In viewing Huff I felt a great uneasiness. As the play exhibits some very dark issues, such as rape, death and alcohol abuse, I questioned whether these issues should be presented to a presumed mainly “non-Native” (Nolan, 2015, p. 29) audience as I was worried about how these images may be the only ones that the audience becomes familiar with; that the Aboriginal university professors, good parents and partners, youth workers, etc. were not visible in the performance. However I believe this play can be viewed as exposing poison. Through Wind’s survivance story poison exposed is at almost every turn of the story. The poor conditions of some First Nations reservations living conditions are mentioned as well as stating that his brothers are the “products” of the reserve school system (Nolan, 2015, p. 29). By accusing the audience of not caring and often acknowledging the white audience for it there is this accusation of non-Aboriginal Canadians at large. When the non-Native Canadians see on the news that a reserve has poor drinking water or that there continues to be many missing and murdered Indigenous women and girls (higher amount than other women) they can be exhibited through this play as doing nothing to help. They are just witnessing parts of the issues while Huff exposes the poisons that his community and family face and where these poisons came from. Non-Aboriginal Canadians are then called to not just view these issues but do something about it as it is a wider Canadian problem, not an “Aboriginal problem.” This is exhibited by an audience member taking the duct tape and bag off of Wind, though as we see later the individual must also work to survive and ultimately Wind decides to live.

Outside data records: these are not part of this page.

PR #505, opened 2022-04-29
fixes wrong getMaxOrderExpirationTimestamp calculation to use months …

agudpp:
…instead of days


agudpp:
@sunwrobert let me know if I should I do something else (related to the errors happening). I see develop is also failing, so probably related.

sunwrobert:
I'll get this pushed out over the weekend

JoshuaSchmidt-OpenSea:
This is fixed in master now.

PR #522, opened 2022-05-17
josh/remove-web3-dep

jtaaa:


carlosbalsas:
This will fix the warnings we are receiving like: `Compiled with problems:X

WARNING in ./node_modules/ethers/dist/ethers.min.js 1:484-485

Critical dependency: require function is used in a way in which dependencies cannot be statically extracted` right?

ethanleifer:
Hey! Is this pr still being worked on? I am getting an error when executing a buy order using opensea.js that is coming from web3.js and wyvern.js

Patientdame (changes requested):
_cancel all requests_

PR #536, opened 2022-05-26
Seaport protocol support

jtaaa:
**API Methods**
Updates API methods to use new endpoints that return new `OrderV2` format that support multiple protocols: `getOrder`, `getOrders`, `postOrder`

**SDK Methods**
Updated methods for cancelling, fulfilling, approving orders and creating orders to handle seaport protocol orders: `cancelOrder`, `fulfillOrder`, `approveOrder`, `isOrderFulfillable`, `createBuyOrder`, `createSellOrder`

Due to API support the following features are no longer supported with this release:
- `createBundleBuyOrder` and `createBundleSellorder`
- creating english auctions sell orders, i.e. `createSellOrder` options: `waitForHighestBid` and `englishAuctionReservePrice`

**Other**
- Adds `ethers` and `seaport-js` for interacting with seaport protocol data
- Adds `ajv` for order schema validation - currently only used in tests
- Adds `chai-as-promised` for testing promise rejections


src/seaport.ts
```diff
@@ -136,12 +149,18 @@ import {
...
   validateAndFormatWalletAddress,
   getMaxOrderExpirationTimestamp,
+  hasErrorCode,
+  getAssetItemType,
 } from "./utils/utils";
 
 export class OpenSeaPort {
   // Web3 instance to use
   public web3: Web3;
   public web3ReadOnly: Web3;
```
janclarin, line 159: Do we plan to remove Web3 later?

src/seaport.ts
```diff
@@ -649,6 +679,104 @@ export class OpenSeaPort {
...
+              collectionBuyerFeeBasisPoints,
+              asset.collection.payoutAddress
+            )
+          : undefined,
+    };
+  }
+
+  private getAssetItems(
+    assets: Asset[],
+    quantities: number[] = [],
```
janclarin, line 769: Should we pass these quantities in as bignumber? number isn't reliable for non-int quantities.

Applies everywhere we're passing around amounts

src/seaport.ts
```diff
@@ -731,6 +859,80 @@ export class OpenSeaPort {
...
+    accountAddress,
+    startAmount,
+    quantity = 1,
+    expirationTime,
+    paymentTokenAddress = WETH_ADDRESS,
+  }: {
+    asset: Asset;
+    accountAddress: string;
+    startAmount: number;
+    quantity?: number;
```
janclarin, line 884: Same - can we use bignumber?

src/seaport.ts
```diff
@@ -1149,6 +1436,48 @@ export class OpenSeaPort {
...
+   * @returns Transaction hash for fulfilling the order
+   */
+  public async fulfillOrder({
+    order,
+    accountAddress,
+  }: {
+    order: OrderV2;
+    accountAddress: string;
+    // TODO: Implement recipientAddress
+    recipientAddress?: string;
```
janclarin, line 1456: If it's not supported, maybe we should comment out the input param for now? Otherwise it could be used by accident if they don't read the comments.

src/seaport.ts
```diff
@@ -1206,6 +1548,43 @@ export class OpenSeaPort {
   public async cancelOrder({
     order,
     accountAddress,
+  }: {
+    order: OrderV2;
+    accountAddress: string;
+  }) {
+    // this._dispatch(EventType.CancelOrder, { order, accountAddress });
```
janclarin, line 1555: Is this supposed to be commented out?

src/seaport.ts
```diff
@@ -3430,7 +3859,38 @@ export class OpenSeaPort {
    * @param order Order to approve
    * @returns Transaction hash of the approval transaction
    */
-  public async approveOrder(order: UnsignedOrder) {
+  public async approveOrder(order: OrderV2) {
+    // this._dispatch(EventType.ApproveOrder, { order, accountAddress });
```
janclarin, line 3863: Same, commented out?

janclarin (commented):
Overall looks great!

src/seaport.ts
jtaaa: Yes we do!

src/seaport.ts
jtaaa: good point. I want the sdk consumer to be able to use a simple number when calling. I can make it take `BigNumberInput` and immediately convert to bignumber for internal use

src/seaport.ts
jtaaa: good catch. it is not

src/constants.ts
```diff
@@ -106,3 +106,15 @@ export const MERKLE_VALIDATOR_MAINNET =
...
+  "0x939c8d89ebc11fa45e576215e2353673ad0ba18a71286b93e3954e004a000000";
+export const OPENSEA_CROSS_CHAIN_CONDUIT =
+  "0x920000c70200b4006c20003a0e8a0030580800f1";
+
+export const CONDUIT_KEYS_TO_CONDUIT = {
+  [OPENSEA_CROSS_CHAIN_CONDUIT_KEY]: OPENSEA_CROSS_CHAIN_CONDUIT,
+};
+
+export const OPENSEA_ZONE = "0x9B814233894Cd227f561B78Cc65891AA55C62Ad2";
+export const WETH_ADDRESS = "0xc778417E063141139Fce010982780140Aa0cD5Ab";
```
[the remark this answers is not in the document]
jtaaa: Good catch they are not the same 🙏

kophyo1234 (approved):

sunwrobert (approved):
well done

wong2:
As an application developer, how do we handle both old oders and new orders?

PR #548, opened 2022-06-08
Updated README - Removal of old Affiliate info

itsthedoom:
Removal of Affiliate compensation reference in SDK.


jtaaa (approved):

koin-marian:
How do we set our referral wallet address with the new SDK? Has the Affiliate program been completely shut down?

PR #552, opened 2022-06-10
Remove search field from Asset & Bundle API lookups

michael-cohen-eth:
We don't support search as a query param in the Asset & Bundle endpoints anymore


jtaaa (approved):
Thanks @michael-cohen-eth can you check if we need to update docs as well?

michael-cohen-eth:
Good call, checked the README and didn't see anything, should be safe

Patientdame (commented):
please i would like to cancel the update and lookups

PR #553, opened 2022-06-10
Adds Optional Parameter to `fulfillOrder` Used for Percentage Based Gas Adjustments

QuitCrypto:
This is a QOL improvement for situations where you may want to use fast gas to buy a listing quickly. `gasMultiplier` is an optional parameter, so should not affect any existing implementations.

### Usage
Calling `fulfillOrder` with a gas multiplier is simple:
`await seaport.fulfillOrder({ order, accountAddress, gasMultiplier: 3 })`

### Additional considerations
It may be prudent to add a cap with `txnData.gasPrice = Math.min(txnData.gasPrice, maxGasPrice)` some something similar to avoid paying crazy amounts when gas is higher than expected. Could also consider using an additive rather than multiplicative modifier. 

### Late edit
After toying with this for a while, a better solution is to just pas a flat value in for gas. I do believe that maybe there could be some middle ground to allow for dynamic adjustment based on market conditions, but a flat gas value is what I ended up using the most when testing this locally, and is simpler for users to understand.

### DIFF
--- a/src/seaport.ts
+++ b/src/seaport.ts
@@ -1156,6 +1156,7 @@ export class OpenSeaPort {
    * @param accountAddress The taker's wallet address
    * @param recipientAddress The optional address to receive the order's item(s) or curriencies. If not specified, defaults to accountAddress.
    * @param referrerAddress The optional address that referred the order
+   * @param gasMultiplier An option for submitting transaction with higher or lower than estimated gwei
    * @returns Transaction hash for fulfilling the order
    */
   public async fulfillOrder({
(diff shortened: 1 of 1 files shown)


asafd11:
is there a way to add extra to the gas right now ?  with the new version 4.0.3
i tryd 
```
// Extra gwei to add to the mean gas price when making transactions
   this.gasPriceAddition = new bignumber_js_1.BigNumber(30);  // was 3 be default 
  // Multiply gas estimate by this factor when making transactions
  this.gasIncreaseFactor = constants_2.DEFAULT_GAS_INCREASE_FACTOR;  // i set it to 2 default was 1
```
not working not effecting the gas

QuitCrypto:
> is there a way to add extra to the gas right now ? with the new version 4.0.3 i tryd
> 
> ```
> // Extra gwei to add to the mean gas price when making transactions
>    this.gasPriceAddition = new bignumber_js_1.BigNumber(30);  // was 3 be default 
>   // Multiply gas estimate by this factor when making transactions
>   this.gasIncreaseFactor = constants_2.DEFAULT_GAS_INCREASE_FACTOR;  // i set it to 2 default was 1
> ```
> 
> not working not effecting the gas

I don't believe there is at the moment

PR #561, opened 2022-06-14
chore: Update default opensea zone

jtaaa:


src/constants.ts
```diff
@@ -117,7 +117,7 @@ export const CONDUIT_KEYS_TO_CONDUIT = {
   [CROSS_CHAIN_DEFAULT_CONDUIT_KEY]: CROSS_CHAIN_DEFAULT_CONDUIT,
 };
 
-export const DEFAULT_ZONE = "0x9b814233894cd227f561b78cc65891aa55c62ad2";
+export const DEFAULT_ZONE = "0x004C00500000aD104D7DBd00e3ae0A5C00560C00";
```
sunwrobert, line 120: This zone is only applicable for Ethereum.

src/constants.ts
```diff
@@ -117,7 +117,7 @@ export const CONDUIT_KEYS_TO_CONDUIT = {
   [CROSS_CHAIN_DEFAULT_CONDUIT_KEY]: CROSS_CHAIN_DEFAULT_CONDUIT,
 };
 
-export const DEFAULT_ZONE = "0x9b814233894cd227f561b78cc65891aa55c62ad2";
+export const DEFAULT_ZONE = "0x004c00500000ad104d7dbd00e3ae0a5c00560c00";
```
sunwrobert, line 120: This zone is only applicable for Ethereum, and it changes based on if it's an english auction or not

English auction uses old zone 0x9b814233894cd227f561b78cc65891aa55c62ad2, all other orders use new zone only for ethereum.

jtaaa: We don't support posting english auctions through the UI right now. Does that mean rinkeby should use old zone?

sunwrobert: Rinkeby should just use the old zone for now.

jtaaa: yeah I mean we don't support posting english auctions through the new orders endpoints

sunwrobert: Hm, okay well then yeah let's just change it based on network then

sunwrobert (approved):

PR #599, opened 2022-06-21
fix: Restrict by zone and allow partial fills by default

jtaaa:


src/sdk.ts
```diff
@@ -882,13 +883,15 @@ export class OpenSeaSDK {
     quantity = 1,
     expirationTime,
     paymentTokenAddress,
+    allowPartialFills = true,
```
sunwrobert, line 886: I wonder if we should even be customizing this. Currently all ERC-1155 orders are partially fulfillable, and we don't have any logic to deal with orders that are set to be non-partially filled.

jtaaa: ok in that case I wont make it customizable and will always pass true. cc @cterech for awareness

PR #602, opened 2022-06-22
chore: Remove /api prefix from API path

jtaaa:


sunwrobert (approved):

asghaier76:
@jtaaa now the request is without the api prefix but it is returning CORS error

I remember after the show, hoping that Cliff Cardinal (who performs this one-person show) had a great support system of friends and/or family because performing a play like this must take such a toll on a performer; living these events each day over and over would be draining of the spirit, mind and body. Therefore I wish that decolonial love was and is practiced plentifully. Also, in reference to the issue of a mainly non-Aboriginal audience, I hope that the audience walks away with feeling at least some form of responsibility for working on changing these systems that perpetuate these living conditions and issues.
Nolan, Y. (2015). Medicine shows: Indigenous performance culture. Toronto, ON: Playwrights Canada Press.